Plaintiffs then attempted to match the facts of this case with the factual setting in In re General Motors (Hughes) Shareholder Litigation, 2005 WL 1089021 (Del. Ch. May 4, 2005), where an action was brought regarding breaches of fiduciary duty (as opposed to breaches of contract as here). That Court found that jurisdiction was proper where the defendant, a South Australian corporation “negotiat[ed] and engag[ed] in a transaction between itself, an indirect Delaware subsidiary . . . and another Delaware corporation . . . in which Delaware law was to be applied”, and the transaction included “necessary acts by the parties in furtherance of that transaction [which] would be taken in Delaware.” Chancellor Chandler determined that Delaware’s interest in providing a forum for claims regarding the internal affairs of Delaware corporations justified concluding in General Motors that the relatively minor act of filing the Certificate of Merger in Delaware constituted a basis for personal jurisdiction in Delaware.

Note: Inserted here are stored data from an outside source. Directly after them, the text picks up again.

PR #5782, opened 2025-09-26
Implement fit-to-view for Vue nodes

christian-byrne:
## Summary

Implemented fit-to-view functionality for Vue nodes with bounds calculation and viewport animation support.

https://github.com/user-attachments/assets/2ec221f1-9194-4564-95f9-ad4da80f190a

## Changes

- **What**: Added Vue nodes support to fit-to-view command with [bounds calculation](https://developer.mozilla.org/en-US/docs/Web/API/Element/getBoundingClientRect) and LiteGraph integration
- **Dependencies**: Added dependency on `layoutStore` and `selectionBounds` utility

## Review Focus

Bounds calculation accuracy for complex node layouts and animation performance with large node selections. Verify proper fallback to legacy LiteGraph behavior when Vue nodes disabled.

```mermaid
graph TD
    A[Fit to View Command] --> B{Vue Nodes Enabled?}
    B -->|Yes| C[Get Selected Nodes]
    B -->|No| D[Legacy LiteGraph Method]
    C --> E{Nodes Selected?}
    E -->|Yes| F[Calculate Selected Bounds]
    E -->|No| G[Calculate All Nodes Bounds]
    F --> H[Convert to LiteGraph Format]
    G --> H
    H --> I[Animate to Bounds]
    D --> J[Canvas fitViewToSelectionAnimated]
    
    style A fill:#f9f9f9,stroke:#333,color:#333
    style I fill:#f9f9f9,stroke:#333,color:#333
    style J fill:#f9f9f9,stroke:#333,color:#333
```

┆Issue is synchronized with this [Notion page](https://www.notion.so/PR-5782-Implement-fit-to-view-for-Vue-nodes-27a6d73d365081cb822cd93f557e77b2) by [Unito](https://www.unito.io)

### DIFF
--- a/src/composables/useCoreCommands.ts
+++ b/src/composables/useCoreCommands.ts
@@ -25,6 +25,8 @@ import {
   useCanvasStore,
   useTitleEditorStore
 } from '@/renderer/core/canvas/canvasStore'
+import { layoutStore } from '@/renderer/core/layout/store/layoutStore'
+import { selectionBounds } from '@/renderer/core/layout/utils/layoutMath'
 import { api } from '@/scripts/api'
 import { app } from '@/scripts/app'
 import { useDialogService } from '@/services/dialogService'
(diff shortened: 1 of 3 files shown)


src/renderer/core/layout/utils/layoutMath.ts
```diff
@@ -19,3 +19,35 @@ export function boundsIntersect(a: Bounds, b: Bounds): boolean {
...
+
+/**
+ * Calculate combined bounds for Vue nodes selection
+ * @param nodes Array of NodeLayout objects to calculate bounds for
+ * @returns Bounds of the nodes or null if no nodes provided
+ */
+export function selectionBounds(nodes: NodeLayout[]): Bounds | null {
+  if (nodes.length === 0) return null
+  return calculateBounds(nodes)
+}
```
christian-byrne, line 53: The reason I made it a separate function is because the semantics of what the bounds of `[]` are can be defined explicitly for the function's purpose, where it otherwise may be unclear.

webfiltered: This feels both logical and proper!  One function is a raw calculator - the second uses the calculator for a specific task.

src/composables/useCoreCommands.ts
```diff
@@ -314,15 +316,55 @@ export function useCoreCommands(): ComfyCommand[] {
...
+          const allNodes = layoutStore.getAllNodes().value
+
+          // Get nodes to fit - selected if any, otherwise all
+          const nodesToFit =
+            selectedNodeIds.size > 0
+              ? Array.from(selectedNodeIds)
+                  .map((id) => allNodes.get(id))
+                  .filter(
+                    (node): node is NonNullable<typeof node> => node != null
+                  )
```
webfiltered:
```suggestion
              ? Array.from(selectedNodeIds)
                  .map((id) => allNodes.get(id))
                  .filter((node) => node != null)
```

Not a hot path, so triple-loop is not a problem here.  Type here is already inferred.

webfiltered (dismissed):
nit

src/composables/useCoreCommands.ts
christian-byrne: Thank you!

webfiltered (approved):

PR #5787, opened 2025-09-26
fix large integer precision handling in Vue int widgets

christian-byrne:
## Summary

Fixed increment/decrement button lockup in number widgets when values exceed JavaScript's safe integer limit (2^53 - 1).

## Changes

- **What**: Added precision-aware button disabling and user feedback to `WidgetInputNumberInput` component using [Number.isSafeInteger()](https://developer.mozilla.org/en-US/docs/Web/JavaScript/Reference/Global_Objects/Number/isSafeInteger)
- We still need to support values greater than 2^53 because they may be in workflows.

## Review Focus

JavaScript floating-point precision behavior at scale - buttons hide when arithmetic operations like `value + 1` would be unreliable due to IEEE 754 limitations. Test coverage includes edge cases (NaN, Infinity) and boundary conditions at MAX_SAFE_INTEGER.

```mermaid
graph TD
    A[User Input] --> B{Value > 2^53?}
    B -->|No| C[Show Buttons]
    B -->|Yes| D[Hide Buttons]
    D --> E[Show Tooltip]
    E --> F[User Can Still Type]
    
    style F fill:#f9f9f9,stroke:#333,color:#000
```

┆Issue is synchronized with this [Notion page](https://www.notion.so/PR-5787-fix-large-integer-precision-handling-in-Vue-int-widgets-27a6d73d365081d9ae00e485740cfafb) by [Unito](https://www.unito.io)

### DIFF
--- a/src/renderer/extensions/vueNodes/widgets/components/WidgetInputNumberInput.vue
+++ b/src/renderer/extensions/vueNodes/widgets/components/WidgetInputNumberInput.vue
@@ -2,6 +2,7 @@
 import InputNumber from 'primevue/inputnumber'
 import { computed } from 'vue'
 
+import { useNumberWidgetValue } from '@/composables/graph/useWidgetValue'
 import type { SimplifiedWidget } from '@/types/simplifiedWidget'
 import { cn } from '@/utils/tailwindUtil'
 import {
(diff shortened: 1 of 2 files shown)


src/renderer/extensions/vueNodes/widgets/components/WidgetInputNumberInput.vue
```diff
@@ -14,10 +15,20 @@ import WidgetLayoutField from './layout/WidgetLayoutField.vue'
...
+  modelValue: number
   readonly?: boolean
 }>()
 
-const modelValue = defineModel<number>({ default: 0 })
+const emit = defineEmits<{
+  'update:modelValue': [value: number]
+}>()
+
+// Use the composable for consistent widget value handling
```
christian-byrne: Remove the LLM comment

arjansingh (dismissed):

DrJKL (approved):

In this case, the plaintiffs contended that the creation of the entities that were used to acquire the Company constituted a jurisdiction-conferring act in Delaware. Chancellor Chandler disagreed finding that Suer’s involvement with the Purchase Agreement and his connection to the alleged jurisdiction-conferring act were not sufficient to support the conclusion that Suer transacted business in Delaware within the meaning of § 3104(c)(1) and to hold otherwise would constitute an “unwarranted extension of the holding in General Motors.” Moreover, the plaintiffs failed to establish a sufficient nexus between Suer and the alleged jurisdiction-conferring act in Delaware.
As a result of the above, the Court dismissed the claims against Suer but said that the plaintiffs were free to pursue their claims against Suer in a court that has jurisdiction over the parties and the matter.